With the wind whipping as it was, I figured live bait would be the only way to go, so I pointed the truck in the direction of an area where I’d had good luck netting wild shiners previously. In only 6 to 8 throws I had a whole bucket full of beautiful, fat wild shiners that were sure to earn me a strike or two.[smiley=yeah.gif]










Next stop was the old big bass hole, which has consistently produced for me time and again, but where I’m now getting grief from the self-proclaimed “owners”, who according to the property appraiser’s website do not actually own the land. 


In short order, I managed four solid strikes with two 6lb+ bass landed, before getting chased off. [smiley=toast.gif] I only had time for this one unmolested photo, as the second catch was witnessed by a rather irate audience. [smiley=cussing.gif]










Although, there were a few words exchanged, I didn’t push the confrontation too far, other than to point out that they don’t own the lake or the property around it. [smiley=pain10.gif] I plan to continue fishing there, so less is more in this case, and I just wanted them to know they weren’t fooling anyone. [smiley=tongueout.gif]


After leaving the rest of the big bass for another day, I released all the remaining shiners into my private pond, which should be quite a treat for the growing bass population there. [smiley=woot.gif]

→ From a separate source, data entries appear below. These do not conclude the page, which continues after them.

PR #1030, opened 2024-10-07
Wrap `caml_convert_flag_list` in `lwt_convert_flag_list` for compat

MisterDA:
See https://github.com/ocaml/opam-repository/pull/26668

### DIFF
--- a/src/unix/lwt_unix.h
+++ b/src/unix/lwt_unix.h
@@ -14,6 +14,9 @@
 #include <caml/socketaddr.h>
 #include <string.h>
 
+// The following macro is for backwards compatibility.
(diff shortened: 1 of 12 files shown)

I’ve also fished a few other times this week, mostly right before dark, throwing topwater flies or plugs. Had quite a few smallish takers, but when they’re on top, size doesn’t matter a whole lot.


----------



## mark_gardner (Mar 18, 2009)

nice man but i'll tell ya that i remember the day when i could cast a shiner like the one pictured and i swear the bass were waiting with their mouths open ready to inhale said shiner upon splash down,,,, aahhhh those were the days ;D


----------



## Captain_Shane (Mar 27, 2007)

Nice blacks! Why were they giving you schnitt?


----------



## mark_gardner (Mar 18, 2009)

i like the one picture with the button down shirt, kinda looks like your on your way out to the disco  ;D ;D


----------